**RECORD EXTRACTS**
##########
PR #1035, opened 2023-11-26
[DPO] cDPO loss

kashif:
Add the cDPO loss.


trl/trainer/dpo_trainer.py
##########
**WHAT YOU SHOULD DO**
All the material above is to be returned exactly as it stands.

**RESPONSE AREA**
PR #1035, opened 2023-11-26
[DPO] cDPO loss

kashif:
Add the cDPO loss.


trl/trainer/dpo_trainer.py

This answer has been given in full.